MR. J. D. GRIGGS (instructed by Messrs. Alms & Young, Solicitors, Taunton, Somerset) appeared on behalf of the Respondent.
The plaintiff was born on the 12th November 1961, so she is still an infant, 16 years old. She will not cease to be under the disability of infancy until the 12th November 1979. On the 21 May 1964 she suffered brain damage when, walking with her mother along a footpath in Ilchester, Somerset, she was struck by the defendant's motor car. Unfortunately, her injuries were so serious that she may never be able to live a normal independent life.
On 3 May 1967 a writ was issued by her father and next friend claiming damages for negligence in respect of her injuries. It was served on 20th April 1968. But it was not until the 19th July 1977 that the second firm of solicitors to act for her and her father gave notice of intention to proceed with the action and not until 19th August 1977 that the statement of claim in the action was served. Understandably, its service was followed on the 22nd September 1977 by a summons to dismiss the action for want of prosecution. Understandably also, the Yeovil District Registrar dismissed the action on 8th November 1977 and Mr. Justice Dunn on the 27th January 1978 dismissed an appeal from his decision. But the learned judge gave leave to appeal, and that too is understandable when it is appreciated that what is in question here is the relationship between Birkett v. James (1977) 3 Weekly Law Reports 38 and the Limitation Act 1975, a relationship which has been considered by this Court in Biss v. Lambeth etc. Health Authority (1978) 1 Weekly Law Reports 38, and, in particular the impact of the earlier case on section 2 of that Act, which appears not yet to have been considered in any reported case. In other words, can the infant plaintiff bring another action if this action is dismissed, and, if she can, is that a conclusive reason why this action should not be dismissed?

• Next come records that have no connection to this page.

PR #706, opened 2021-02-12
Fix refresh setting invalid expiration time

Bolodya1997:
# Intro
`refresh` uses for `nse.ExpirationTime` first timeout received from the subsequent chain. In case of remote memory registry we have such chain:
```
-- endpoint --
refresh(default_timeout)
...
-- NSMgr --
expire(timeout_1)
...
-- registry --
expire(timeout_2)
...
memory
```
Most probably `timeout_1 << timeout_2 << default_timeout`, because endpoint is on the same node with the NSMgr, but registry is somewhere else.
In such case we got following `nse.ExpirationTime` over time:
```
-- register --
refresh   -> now + default_timeout
expire(1) -> ...
expire(2) -> ...
expire(2) <- now + timeout_2 [starts timer on this time]
expire(1) <- now + timeout_1 [starts timer on this time]
refresh   <- now + timeout_1 [starts timer on this time]
-- refresh register --
refresh   -> now + timeout_1
expire(1) -> ...
expire(2) -> ...
expire(2) <- ... [starts timer on this time]
expire(1) <- ... [starts timer on this time]
refresh   <- ... [starts timer on this time]
```
This is happens because `expire` takes least expiration time from `{ incoming, self, returned }`.
# Issue
`timeout_1` is too small for `refresh -> expire(2)` refresh invocation, so endpoint will be unregistered.
# Solution
`refresh` should use either default expiry duration, or given from the initial Register call.

### DIFF
--- a/pkg/registry/common/refresh/nse_registry_client.go
+++ b/pkg/registry/common/refresh/nse_registry_client.go
@@ -55,18 +55,18 @@ func (c *refreshNSEClient) startRefresh(
 	ctx context.Context,
 	client registry.NetworkServiceEndpointRegistryClient,
 	nse *registry.NetworkServiceEndpoint,
+	expiryDuration time.Duration,
 ) {
 	logger := log.FromContext(ctx).WithField("refreshNSEClient", "startRefresh")
 
 	t := time.Unix(nse.ExpirationTime.Seconds, int64(nse.ExpirationTime.Nanos))
-	delta := time.Until(t)
 	go func() {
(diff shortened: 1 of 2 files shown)


denis-tingaikin (changes requested):
This will work incorrectly in case if remote  registry responses  slow.
I would suggest to calculate `delta` or `expiryDuration` time every time after call register.

denis-tingaikin (approved):

PR #707, opened 2021-02-15
feat: Add mechanisms client

denis-tingaikin:

## Motivation

1. This PR adds mechanisms client that can be used in nsc applications to simplify chains.

For example:

This https://github.com/networkservicemesh/cmd-nsc/blob/master/main.go#L125-L185 can be replaced to

```go
client.NewClient(..., 
    mechanisms.NewClient(map[string]networkservice.NetworkServiceClient {
        vfio.MECHANISM: chain.NewNetworkServiceClient(...),
        kernel.MECHANISM: chain.NewNetworkServiceClient(...),
})

```

2. It Fixes a few issues like adding the same error in error: https://github.com/networkservicemesh/sdk/blob/master/pkg/networkservice/common/mechanisms/server.go#L74
3. Removes recurrent dependency.

### DIFF
--- a/go.mod
+++ b/go.mod
@@ -15,7 +15,6 @@ require (
 	github.com/google/go-cmp v0.5.2
 	github.com/google/uuid v1.1.2
 	github.com/grpc-ecosystem/grpc-opentracing v0.0.0-20180507213350-8e809c8a8645
-	github.com/hashicorp/go-multierror v1.0.0
 	github.com/nats-io/nats-streaming-server v0.17.0
 	github.com/nats-io/stan.go v0.6.0
 	github.com/networkservicemesh/api v0.0.0-20210202152048-ec956057eb3a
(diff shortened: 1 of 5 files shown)


edwarnicke:
The problem is that you need *each* mechanism client to run on the way down the chain to add its information to Mechanism Preferences...

denis-tingaikin:
My thoughts about this:

1.  The user passing `nslabel` so it means we can determine what mechanism we actually needed and we do not need to add other mechanisms on the way down.
2. Mechanism specific elements could have additional chain elements for example sriov `token`: https://github.com/networkservicemesh/cmd-nsc/blob/master/main.go#L168

@edwarnicke What do you think?

edwarnicke:
What do labels in the generic have to do with mechanisms?

denis-tingaikin:
@edwarnicke I meant `nsurl` https://github.com/networkservicemesh/sdk/blob/master/pkg/tools/nsurl/nsurl.go

edwarnicke:
Ah... now I see your point, and you are correct.

In a pure NSC, this is the right behavior.

In a Forwarder, or other NSE that passes through, its wrong... but it can be used *optionally* in a pure NSC.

Section 22 of the Limitation Act 1939 as amended by sections 2(2) and 8(2) of the Law Reform (Limitation of Actions etc.) Act 1954 provided:"If on the date when any right of action accrued for which a period of limitation is prescribed by this Act, the person to whom it accrued was under a disability, the action may be brought at any time before the expiration of six years … from the date when the person ceased to be under a disability or died, whichever event first occurred, notwithstanding that the period of limitation has expired:" (I omit the proviso to section (1).) "(2) In the case of actions for damages for negligence, nuisance or breach of duty (whether the duty exists by virtue of a contract or of provision made by or under a statute or independently of any contract or any such provision) where the damages claimed by the plaintiff for the negligence, nuisance or breach of duty consist of or include damages in respect of personal injuries to any person,- (a) the preceding provisions of this section shall have effect as if for the words "six years" there were substituted the words "three years"; and (b) this section shall not apply unless the plaintiff proves that the person under the disability was not, at the time when the right of, action accrued to him, in the custody of a parent."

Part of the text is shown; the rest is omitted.